From mechanisms to therapeutic strategies: Research in my group has uncovered novel mechanisms that promote or inhibit pathology formation and spreading, thus providing the basis for novel therapies. For example, recently we showed that specific post-translational modifications such as nitration and glycosylation represent effective novel mechanisms to neutralize the activity of alpha-synuclein aggregates in Parkinson’s disease. We also showed that post-aggregation cleavage of TDP-43 is essential for its seeding activity, suggesting that inhibiting the enzymes that regulate this process represents a novel therapeutic strategy for the treatment of ALS. Finally, we previously demonstrated that fibril growth and seeding capacity are key determinants of amyloid-beta (Eleuteri et al.) and a-syn- (Mahul-Mellier et al.) mediated toxicity and showed that inhibiting fibril growth and seeding capacity using small molecules represents a viable and effective strategy for protecting against neurodegeneration and disease progression in animal and neuronal models of AD and PD, respectively. Finally, we demonstrated that Photobiomodulation (PBM) protects against neuronal loss in a genetic PD model. Further studies are underway to elucidate the mechanisms underlying the beneficial effects of PBM and develop devices to test its efficacy in the clinical setting.
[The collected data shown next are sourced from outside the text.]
PR #1006, opened 2023-11-28
feat: kafka login callback handler support

Afanas10101111:
### Description

Add a simple SASL OAUTHBEARER support for Kafka consumers.

- Add a path variable that defines a custom handler for the Kafka consumer.
- Add a path variable that defines a consumer group.id property (there may be a restriction on the broker's side).

### Related issue(s)

- <a href="https://github.com/microcks/microcks/issues/966">#966</a>


Afanas10101111:
Hey @lbroudoux !
I want to disscuss this idea with you.
This is the simplest way to support OAUTHBEARER for consumers.
On the plus side
- we can use different handles on the fly.

On the minus side
- it only supports `OAUTHBEARER` (but we can also add `SASL_MECHANISM` and `SASL_JAAS_CONFIG` as path variables).
- users must know the fully qualified handler class name.

But we can take a different approach.
What if we use a path variable like `configSecurityProtocol=SASL_SSL` which tells the consumer that it should take the sasl options from the minion config (we'll have to inject the `Config config`)?
On the plus side
- easier setup of consumer tasks for users.

On the minus side
- only preconfigured handler class is supported.

And I have some concerns about path variable names, so I'm asking for your advice about the naming.

Afanas10101111:
Hi @lbroudoux !
I've added an implementation of another approach with a new commit. It looks to be more compatible with the producer's previous modification to support custom handler.

Afanas10101111:
Hello @lbroudoux 
Could you take a look at this PR please?

lbroudoux:
Yes sure. I was busy releasing the 1.8.1 last week. I'd like to tackle this one for the next iteration.

Issue #1744, opened 2025-09-17
Feature Request: Add native support for Bruno collections in Microcks


sgkiokas:
### Reason/Context

Currently, Microcks supports Postman collections but not Bruno collections directly. While Bruno offers an export-to-Postman option, this conversion is incomplete and lacks support for important features such as request/response events or scripts that define dynamic mocking logic.

For example, in Bruno a pre-request event might contain logic for generating payloads, computing signatures, or setting variables dynamically. When exported to Postman, these events are not properly converted into Postman-compatible scripts. This leads to broken or missing functionality in Microcks when working with these collections.

This improvement would help teams who already use Bruno as their primary API client to integrate with Microcks seamlessly, without having to rely on lossy conversions. It would also reduce the overhead of manually rewriting or revalidating event scripts after export, which is time-consuming and error-prone.

The motivation is to extend Microcks’ usability to a broader community of API practitioners who are adopting Bruno as a lightweight, modern alternative to Postman, and to ensure that dynamic mocking scenarios defined in Bruno collections are preserved and respected when imported into Microcks.

### Description

The feature request is to add native support for Bruno collections in Microcks, alongside the existing Postman support.

At the moment, Bruno collections can only be imported into Microcks by first exporting them as Postman collections. However, this process does not handle advanced features such as event blocks, pre-request/post-response scripts, or Bruno-specific variable resolution. For example, Bruno’s event system allows dynamic payload generation and cryptographic signing of requests, but these scripts are either ignored or exported in a format that is not Postman-compatible.

The proposed change would allow Microcks to:

- Import Bruno collections directly, without requiring a Postman export step.
- Preserve event scripts, variables, and dynamic mocking logic defined in Bruno collections.
- Provide parity with Postman support so users can switch between the two tools without losing functionality.

This would not be a breaking change, as existing Postman collection support remains unaffected. Instead, it would broaden the scope of supported tools and reduce friction for teams already using Bruno.

lbroudoux:
Hi @sgkiokas and thanks for raising this feature request/discussion! 

There are 2 use-cases of seeing Microcks <> Bruno integration as an alternative to what we're doing with Postman:
* The mocking side involves gathering request/response pairs examples from a Bruno collection - and it seems to be an opened issue here https://github.com/usebruno/bruno/issues/1235 in the Bruno repo,

[...]

PR #1888, opened 2025-12-24
Added initial set of classes to import open collection

krisrr3:
### Description

- Enabling opencollection
- ...
- ...


lbroudoux:
Thanks a lot for pushing this!

A few questions and comments:
* How is it related to #1744? Does Bruno already use Open Collection as its internal export format?
* As far as I understand it, OpenCollection does not seem to support the concept of examples for the moment but Bruno claims to have it (see [here](https://github.com/usebruno/bruno/issues/1235#issuecomment-3511102988)). Isn't it a mismatch between Open Collection and Bruno format?
* The current development branch is `1.13.x`. Please start your PR from this one and target this one if you plan to finalize it for `1.13.2` or the next ones
* The DCO check fails as the commit is not signed. Could you please ensure that you sign it correctly? This is a prerequisite for the CNCF projects.

Issue #1895, opened 2026-01-04
Add error handling in TestController.java


PranjaliBhardwaj:
I saw a TODO comment: decide whether to return an error when a secret is specified but not found? in TestController.java
work: Add validation to return a clear error if a secret is required but missing.

lbroudoux:
Now done with the merge of #1908 
Thanks to @PranjaliBhardwaj! 🎉

PR #1908, opened 2026-01-11
[TODO/ENHC]: Error handling in TestController.java implemented validation

PranjaliBhardwaj:
[ENHANCEMENT]
issue: https://github.com/microcks/microcks/issues/1895

Description
Added validation: If a secret name is provided but not found in the repository, the method now returns an error instead of continuing with null.
Clear error message: Returns HTTP 400 (BAD_REQUEST) with: "Secret '{secretName}' not found. Please ensure the secret exists before creating the test."
Logging: Added a warning log when a secret is specified but not found for debugging.
Removed TODO: The TODO comment is resolved by implementing the validation.

The implementation:
Validates that if a secret name is provided, it must exist
Returns a clear, actionable error message
Uses appropriate HTTP status code (400 BAD_REQUEST)
Follows existing error handling patterns in the codebase
When a test request includes a secret name that doesn't exist, the API will return a clear error instead of silently proceeding.

### DIFF
--- a/webapp/src/main/java/io/github/microcks/util/SafeLogger.java
+++ b/webapp/src/main/java/io/github/microcks/util/SafeLogger.java
@@ -167,6 +167,16 @@ public class SafeLogger {
    }
 
    /**
+    * Log a message at the WARN level.
+    * @param message the message string to be logged
+    */
+   public void warn(String message) {
+      if (log.isWarnEnabled()) {
+         log.warn(encode(message));
+      }
+   }
+
+   /**
     * Log an exception (throwable) at the WARN level with an accompanying message.
     * @param message the message string to be logged
     * @param t       the exception (throwable) to log


PranjaliBhardwaj:
@lbroudoux new pr created, i closed old ones with changes

webapp/src/main/java/io/github/microcks/web/TestController.java
```diff
@@ -124,8 +124,13 @@ public ResponseEntity<TestResult> createTest(@RequestBody TestRequestDTO test) {
          List<Secret> secrets = secretRepository.findByName(test.getSecretName());
          if (!secrets.isEmpty()) {
             secretRef = new SecretRef(secrets.getFirst().getId(), secrets.getFirst().getName());
+         } else {
+            log.warn("Secret '{}' specified in test request but not found", test.getSecretName());
```
lbroudoux: You must return a `ResponseEntity<TestResult>` here. As a consequence, the build doesn't compile. You'd probably have to change the signature of the method so that we return `ResponseEntity<TestResult>` in case we launched the test or `ResponseEntity<String>` when something is wrong. Setting `ResponseEntity<Object>` should be ok.

lbroudoux:
> Microcks uses JBoss Logging, which does not support SLF4J-style {} placeholders.

In fact, it's a bit more complex 😉  JBoss Logging is used in the `async-minion` that is written in  Quarkus but the main app component (`webapp`) is written in Spring and uses SL4J.

Moreover, in the `webapp` component, we've wrapped common SL4J with a `SafeLogger` to prevent logging user-entered input (a security best practice). The remaining error is because the `warn()` method with the signature you chose doesn't exist on `SafeLogger`.

Actually, it's better to check that your PR locally compiles before submitting them...

PranjaliBhardwaj:
ok, new approach to handle this problem: 
The Problem
SafeLogger only had warn(String message, Throwable t), not warn(String message). When TestController called log.warn("Secret '" + test.getSecretName() + "' specified..."), the compiler tried to match warn(String, Throwable) and failed because a String can't be converted to Throwable.
The Solution
Added the missing warn(String message) method to SafeLogger, matching the pattern used for debug(), info(), and error(). This allows TestController to call log.warn() with a single string argument.

As I was learning the project, I may have made a few mistakes. I hope they did not come across negatively.
Thank you for mentoring me @lbroudoux  and @dipak0000812

PR #1965, opened 2026-02-19
fix(ui): add missing SOAPAction header when generating SOAP curl commands

### LINKED ISSUE #1952: Add SOAPAction in cURL content-type
### Describe the bug

When clicking on a generated curl command for a SOAP operation in Microcks, the SOAPAction in "content-type" header is never present. However, this header is required for some SOAP servers to correctly process the request. It would be helpful to either add it automatically or allow the user to specify it, to ensure SOAP calls work as expected.

### Expected behavior

The generated curl command for SOAP operations should always include the appropriate SOAPAction in content-type header, or provide a way for the user to specify it, to ensure compatibility and avoid errors during development phase.

### Actual behavior

_No response_

### How to Reproduce?

_No response_

_No response_

_No response_

### Additional information

_No response_

dipak0000812:
Fixes #1952

This PR ensures that generated curl commands for SOAP operations include the required action header when it is missing.

Behavior:
- SOAP 1.1: adds `SOAPAction: "actionUri"` if missing.
- SOAP 1.2: appends `; action="actionUri"` to `Content-Type: application/soap+xml` if missing.
- Existing headers are preserved and not duplicated.

The change is minimal, scoped to `formatCurlCmd()`, and only applies to `ServiceType.SOAP_HTTP`.

### DIFF
--- a/webapp/src/main/webapp/src/app/pages/services/{serviceId}/service-detail.page.ts
+++ b/webapp/src/main/webapp/src/app/pages/services/{serviceId}/service-detail.page.ts
@@ -879,11 +879,51 @@ export class ServiceDetailPageComponent implements OnInit {
 
       cmd = 'curl -X ' + verb + ' \'' + mockUrl + '\'';
 
+      const isSoapService =
+        this.resolvedServiceView.service.type === ServiceType.SOAP_HTTP;
+
+      let hasSoapAction = false;
+      let hasSoap12ContentType = false;
+
       // Add request headers if any.
       if (exchange.request.headers != null) {
         for (const header of exchange.request.headers) {
+          const headerName = header.name.toLowerCase();
+
+          if (isSoapService && headerName === 'soapaction') {
+            hasSoapAction = true;
+          }
+
+          if (
+            isSoapService &&
+            headerName === 'content-type' &&
+            header.values.some(v => v.includes('application/soap+xml'))
+          ) {
+            hasSoap12ContentType = true;
+
+            if (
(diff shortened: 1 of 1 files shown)


webapp/src/main/webapp/src/app/pages/services/{serviceId}/service-detail.page.ts
```diff
@@ -879,13 +879,34 @@ export class ServiceDetailPageComponent implements OnInit {
 
       cmd = 'curl -X ' + verb + ' \'' + mockUrl + '\'';
 
+      let hasSoapAction = false;
+      let hasSoap12ContentType = false;
+
       // Add request headers if any.
       if (exchange.request.headers != null) {
         for (const header of exchange.request.headers) {
+          if (header.name.toLowerCase() === 'soapaction') {
```
SebastienDegodez: The code has unnecessary complexity with repeated ServiceType.SOAP_HTTP checks and indexOf() instead of includes(). 

The flag detection logic is mixed with header iteration, making it harder to read and maintain. Suggestion : Extract helper methods and cache the service type check to improve code quality and testability.

dipak0000812: Refactored the SOAP header handling to cache the service type check and simplify detection logic as suggested. Replaced indexOf() with includes() and separated SOAP 1.1 fallback logic from header iteration. Please let me know if anything else should be adjusted.

lbroudoux:
Sorry ... I missed this one and it has now be closed because fied into another one.

PR #1968, opened 2026-02-23
fix: normalize SOAP carriage returns on import and UI rendering

### LINKED ISSUE #1951: Carriage return characters (\r) in SOAP payloads cause validation errors
### Describe the bug

When importing SOAP contracts or responses into Microcks, carriage return characters (\r) are sometimes present in the payloads. This causes unexpected anomalies or validation errors during contract testing, as Microcks does not handle these characters properly.

### Expected behavior

Microcks should automatically clean or ignore carriage return characters (\r) during import or contract validation, so that SOAP payloads are processed correctly and contract tests do not fail due to these invisible characters.

### Actual behavior

_No response_

### How to Reproduce?

_No response_

1.13.2

_No response_

### Additional information

_No response_

Caesarsage:
### Description

- Normalize \r\n / \r to \n during SoapUI import in SoapUIProjectImporter so persisted request/response payloads are clean.
- Add regression test testCRLFPayloadsAreNormalizedOnImport with a CRLF fixture SoapUI project.
- Add UI safety-net normalization in Service Detail display path using normalizeLineEndings from format-utils.

This prevents hidden carriage return anomalies in SOAP payload handling and display.

### Related issue(s)
Fixes #1951


Caesarsage:
cc @SebastienDegodez @lbroudoux

lbroudoux:
> cc @SebastienDegodez @lbroudoux 

I have the week off and will be back Monday 2nd.

webapp/src/main/java/io/github/microcks/util/soapui/SoapUIProjectImporter.java
```diff
@@ -728,7 +728,8 @@ private Response buildResponse(Element mockResponse, String dispatchCriteria)
          throws MockRepositoryImportException, Exception {
       Response response = new Response();
       response.setName(mockResponse.getAttribute(NAME_ATTRIBUTE));
-      response.setContent(getConfigUniqueDirectChild(mockResponse, "responseContent").getTextContent());
+      response.setContent(
+            normalizeLineEndings(getConfigUniqueDirectChild(mockResponse, "responseContent").getTextContent()));
```
lbroudoux: I would prefer not to change the imported content as it has to be "the source of truth". Couldn't we manage this only on client side?

webapp/src/main/java/io/github/microcks/util/soapui/SoapUIProjectImporter.java
```diff
@@ -743,7 +744,8 @@ private Request buildRequest(Element testRequest) throws MockRepositoryImportExc
       Request request = new Request();
       request.setName(testRequest.getAttribute(NAME_ATTRIBUTE));
       if (hasConfigDirectChild(testRequest, REQUEST_TAG)) {
-         request.setContent(getConfigUniqueDirectChild(testRequest, REQUEST_TAG).getTextContent());
+         request
```
lbroudoux: I would prefer not to change the imported content as it has to be "the source of truth". Couldn't we manage this only on client side?

webapp/src/main/webapp/src/app/pages/services/{serviceId}/service-detail.page.ts
```diff
@@ -832,22 +833,23 @@ export class ServiceDetailPageComponent implements OnInit {
   }
 
   public formatRequestContent(requestContent: string): string {
+    const normalizedContent = normalizeLineEndings(requestContent);
```
lbroudoux, line 836: Yes, if we're doing this here, there's no need to do it on server side IMO.

lbroudoux (changes requested):
Is it possible to only handle this on client side to keep the imported artifact as the source of truth? I wouldn't expect changes on server side importer.

SebastienDegodez:
> Is it possible to only handle this on client side to keep the imported artifact as the source of truth? I wouldn't expect changes on server side importer.

I just want to confirm: when you say client, do you specifically mean the JavaScript client?
If so, wouldn’t the same issue still occur when uploading through the REST API (e.g., via the test container), since the server-side importer wouldn’t change?

lbroudoux:
> I just want to confirm: when you say client, do you specifically mean the JavaScript client? If so, wouldn’t the same issue still occur when uploading through the REST API (e.g., via the test container), since the server-side importer wouldn’t change?

Yes, I mean on the JavaScript side only. IIRC, the problem we face is only for generating a correct CURL command - it does not impact mock features. So I would only change this part.

webapp/src/main/webapp/src/app/pages/services/{serviceId}/service-detail.page.ts
Caesarsage: okay. thanks

Caesarsage:
kindly take another look @lbroudoux

PR #1981, opened 2026-03-08
Fix/add explain tracing to operation service errors

### LINKED ISSUE #1950: Live Traces don't work if operation selection fails
### Describe the bug

When operation selection fails (ex: missing soap action header or bad resource path), it seems that no trace is actually stored and put into the global live traces panel. 

### Expected behavior

Of course, the trace cannot appear on per-operation panel because of wrong operation but it should appear on global per-service panel.

### Actual behavior

No Live traces at all.

### How to Reproduce?

_No response_

All

All

### Additional information

_No response_

Apoorva64:
### Description
Before this change, requests to non-existent services or unmatched operations returned HTTP errors silently with no trace data. This made it difficult to diagnose routing issues via the live-traces graph. 
This PR adds missing tracing in the Rest Controller and changes the Trace some of the Tracing logic to capture theses requests.

I also did a small refactor in the RestController to remove duplications see https://github.com/microcks/microcks/pull/1981/changes/dcaa90ce2fa84c6380570fdf91204a4da103b498

image

### Related issue(s)
Fixes #1950

### DIFF
--- a/webapp/src/test/java/io/github/microcks/web/TracingControllerIT.java
+++ b/webapp/src/test/java/io/github/microcks/web/TracingControllerIT.java
@@ -111,7 +111,7 @@ class TracingControllerIT extends AbstractBaseIT {
          assertThat(spansResponse.getBody().toString()).contains("/rest/pastry-details/1.0.0/pastry")
                .contains("processInvocation").contains("explain-trace")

Biomarkers discovery and validation: The Lashuel group is an active and integral member of several international consortia focusing on developing novel biomarkers and assays for early diagnosis, monitoring disease progression, and establishing target engagement in clinical trials of PD. Our role in these consortia ranges from identifying novel biomarkers to developing novel assays and reagents to serving as a reference site for quality control and validation of assays and reagents used by members of the various consortia. Recently, in collaboration with the Dal Perarro and Altug lab at the EPFL, we developed novel biosensors that enable for the first time the detection and reading of complex protein PTMs and quantifying structural biomarkers of proteins associated with neurodegenerative diseases, thus paving the way for novel diagnostics for early disease diagnosis or to monitor disease progression and assess the efficacy of novel therapies.
Thought leadership in the field of neurodegenerative diseases: Prof. Lashuel is recognized as one of the thought leaders in the field of protein misfolding and aggregation in neurodegenerative diseases. His work and expertise are highly sought after as evidenced by his numerous invitations (260) to deliver lectures at prestigious universities and leading conferences/symposiums in the fields of protein aggregation, chemical biology, and neurodegenerative diseases. He is also frequently called upon to participate in writing strategic positioning papers and panels that are charged with defining the research priorities of the field. His role in these capacities is pivotal in building consensus on controversial topics and debates.